Hilfe – bitte mehr Zeit!
Ambulant vor stationär - es scheinen sich alle einig, wenn es um pflegebedürftige Menschen geht: Betroffene, die lieber zu Hause leben möchten; Angehörige, die sich freuen, dass (Groß-)Eltern in ihrer vertrauten Umgebung bleiben können; Politiker(innen), die eine Heimunterbringung als teure Lösung erachten.
Doch für eine angemessene ambulante Pflege fehlt das Geld. Auch die Caritas, mit 330 von 930 Pflegediensten der freien Wohlfahrtspflege einer der großen Anbieter in Nordrhein-Westfalen, spürt den Druck der Krankenkassen. Von 2002 bis 2012 sind die Kosten für die ambulante Pflege um 20 Prozent gestiegen, die Kostenerstattung durch die Kassen jedoch gerade einmal um sieben Prozent. Die Träger sind seit Jahren gezwungen, die wachsende Lücke irgendwie selber zu schließen. Mittlerweile müssen im Schnitt 16 Menschen in vier Stunden gepflegt werden. Die Pfleger(innen) werden gehetzt, die fachliche und menschliche Zuwendung leidet.
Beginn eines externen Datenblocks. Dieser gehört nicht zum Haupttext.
PR #918, opened 2024-07-23
Add image file

poojaustad:


test-end-to-end/android-maestro/common/add_profile_pic.yaml
```diff
@@ -15,6 +15,11 @@ appId: com.toughra.ustadmobile
 # clear the downloads
 - evalScript: ${http.get(CONTROLSERVER + "cleardownloads?device=" + TESTSERIAL)}
 
+# clear the downloads
```
mikedawson: Why do we need to call cleardownloads twice in a row?

mikedawson (approved):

Deshalb hat sich die Caritas in NRW mit vielen Aktionen an der landesweiten Kampagne "Hilfe! Mehr Zeit für Pflege!" beteiligt. Die Botschaft: Es reicht! Für Kontakt, Nähe, Ansprache und Trost, all das, was pflegebedürftige Menschen besonders nötig haben, fehlt die Zeit. Ebenso für den Austausch mit den Angehörigen. Unter den derzeitigen Bedingungen können die Pflegekräfte ihrem und dem Anspruch der Klient(inn)en nicht gerecht werden. Pflege ist neben Körperhygiene und medizinischer Versorgung auch Begegnung und Kommunikation. Beides darf nicht wegrationalisiert werden.
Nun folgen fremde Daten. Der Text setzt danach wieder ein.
PR #986, opened 2024-11-26
Implement ValidateUsernameUseCase for Username Validation



Prashant-Android:
This PR introduces the ValidateUsernameUseCase to enforce consistent username validation across the app, addressing the following:

Allowable characters: letters (including non-English), numbers, . and _.
Disallowed characters: whitespace and banned special symbols (e.g., !@#$%^&*()).
Error message updated for clarity.


core/src/commonMain/kotlin/com/ustadmobile/core/viewmodel/person/edit/PersonEditViewModel.kt
```diff
@@ -356,29 +359,7 @@ class PersonEditViewModel(
     }
 
     private fun validateUsername(username: String): Boolean {
```
mikedawson: This function can be deleted and the validate username use case can be called directly. This function serves no purpose.

mikedawson:
This validation needs to be used by PersonAccountEditViewModel - which is where the admin would go to create an account.

core/src/commonMain/kotlin/com/ustadmobile/core/domain/validateusername/ValidateUsernameUseCase.kt
```diff
@@ -0,0 +1,30 @@
...
+     * - Non-English Unicode characters are allowed
+     * - Must be 3–15 characters long after trimming
+     *
+     * @param username The username string to validate
+     * @return The valid username (trimmed) if valid, or null if invalid
+     */
+    operator fun invoke(username: String): String? {
+        val trimmed = username.trim()
+
+        if (trimmed.length !in 3..15) {
```
mikedawson: Clear violation of coding style rule: "never hardcode literals" see https://github.com/UstadMobile/UstadMobile/blob/primary/CODING-STYLE.md#never-hardcode-any-literal-values

core/src/commonMain/kotlin/com/ustadmobile/core/domain/validateusername/ValidateUsernameUseCase.kt
```diff
@@ -0,0 +1,30 @@
...
+class ValidateUsernameUseCase {
+
+    /**
+     * Validates a username according to the following rules:
+     * - Must not contain spaces, tabs, or banned special characters like !@#$%^&*()
+     * - Non-English Unicode characters are allowed
+     * - Must be 3–15 characters long after trimming
+     *
+     * @param username The username string to validate
+     * @return The valid username (trimmed) if valid, or null if invalid
```
mikedawson: If banned characters are found, then this should remove/replace them with and return whatever is valid 

add an argument: ```invalidReplacement: String = ""```

Any banned characters should then be replaced with the replacement. This is going to be required when running the migration to fix any invalid usernames found.

lib-database/src/commonMain/kotlin/com/ustadmobile/core/db/ext/UmAppDatabaseMigrations.kt
```diff
@@ -1653,6 +1653,43 @@ val MIGRATION_201_202 = DoorMigrationStatementList(201, 202) { db ->
     }
 }
 
+val MIGRATION_202_203_SERVER = DoorMigrationStatementList(202, 203) { db ->
```
mikedawson, line 1656: The migration needs to use the ValidateUsernameUseCase so it follows the don't repeat yourself principle -e.g. the logic for what is, and is not, a valid username, should be in one place.

If you put this migration into ```jvmMain``` source set, you can then use ```db.connection``` to get the underlying JDBC database connection so you can run any JDBC query or statement.

It should go through all usernames in batches, check the username, and then if a username is found where the return result of validateusernameusecase is not the same as the username (e.g. something in the username is invalid), it should be updated (e.g. the update statement should only run on the usernames that need changed).

The migration as-below has different logic. It would not find white space other than space (e.g. won't find tab, carriage return, etc). It also won't find or fix usernames with special characters.

mikedawson: Note: you may need to put the server side migration in app-ktor-server or core/jvmMain source set, otherwise, it won't have access to the ValidateUsernameUseCase.

core/src/commonMain/kotlin/com/ustadmobile/core/domain/validateusername/ValidateUsernameUseCase.kt
```diff
@@ -0,0 +1,69 @@
...
+        val containsInvalidChars = lowercased.any { !isCharacterAllowed(it) }
+        if (containsInvalidChars && invalidReplacement.isEmpty()) {
+            return null
+        }
+
+        // Replace invalid characters if replacement provided
+        return if (containsInvalidChars) {
+            lowercased.map { char ->
+                when {
+                    !isCharacterAllowed(char) -> invalidReplacement
```
mikedawson: What's going on here is two separate logic tracks - one dealing with white space, and another other non-allowed characters? Why not just have isCharacterAllowed return false when character is white space? Why have different logic handling white space vs. other non-allowed characters?

core/src/commonMain/kotlin/com/ustadmobile/core/viewmodel/login/LoginViewModel.kt
```diff
@@ -156,9 +159,26 @@ class LoginViewModel(
...
 
-    fun onUsernameChanged(username: String) {
-        _uiState.update { prev ->
-            prev.copy(username = username)
+    fun onUsernameChanged(newValue: String) {
+        // If no input or input is valid (including whitespace)
+        val lastChar = newValue.lastOrNull()
+        val isFirstChar = newValue.length == 1
+
+        val isValid = when {
```
mikedawson: This is repeating the same logic that is in the use case. That's against [coding style](https://github.com/UstadMobile/UstadMobile/blob/primary/CODING-STYLE.md#dont-repeat-yourself) - "Don't repeat yourself" -important principle in software development ( see also https://en.wikipedia.org/wiki/Don%27t_repeat_yourself ).

There is now separate logic validating the username in three places now: PersonAccountEdit, Login, and the ValidateUsernameUseCase. That is very problematic : for all reasons mentioned in the Wikipedia article e.g. more likely to have a bug, if something needs changed it needs changed in multiple places. Same concept as I referenced in Meshrabiya for converting ip addresses to Int etc.

core/src/commonMain/kotlin/com/ustadmobile/core/viewmodel/login/LoginViewModel.kt
```diff
@@ -156,9 +159,26 @@ class LoginViewModel(
         }
     }
 
-    fun onUsernameChanged(username: String) {
-        _uiState.update { prev ->
-            prev.copy(username = username)
+    fun onUsernameChanged(newValue: String) {
+        // If no input or input is valid (including whitespace)
+        val lastChar = newValue.lastOrNull()
```
mikedawson: This logic fails when anytime the user has changed any character which is not at the end of the text field.

mikedawson:
Closing as this is now replaced with #999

Die Zahl pflegebedürftiger Menschen wird bis 2020 um 20 Prozent steigen. Die ambulante Pflege benötigt also zunehmend mehr Fachkräfte. Menschen, die etwas können, die motiviert und qualifiziert sind - und dafür ordentlich bezahlt werden. Um vor allem junge Menschen für einen Pflegeberuf zu begeistern, bedarf es besserer Arbeitsbedingungen. Die Pflege finanziell auszuzehren kommt uns alle teuer zu stehen. Das Image der Pflege ist eng verbunden mit der Frage: Was ist uns eine menschenwürdige Pflege wert?
Die Resonanz auf die zweiwöchige Caritas-Kampagne lässt hoffen. Viele - gerade auch Politiker(innen) - erklärten sich mit ambulanten Pflegediensten solidarisch. Vielleicht, weil die eigene familiäre Betroffenheit bei vielen gegeben ist?
Vielleicht erkennen sie aber auch, dass die ambulanten Pflegedienste eine wichtige Arbeit für das Gemeinwohl leisten. Hier geht es um die Versorgungssicherheit einer älter werdenden Bevölkerung, die zu einem immer größeren Anteil in Einpersonenhaushalten lebt. Und dort möglichst lange leben möchte. Die ambulante Pflege wird diesem gesellschaftlichen Anspruch gerecht. Das ist mehr wert, als momentan dafür bezahlt wird.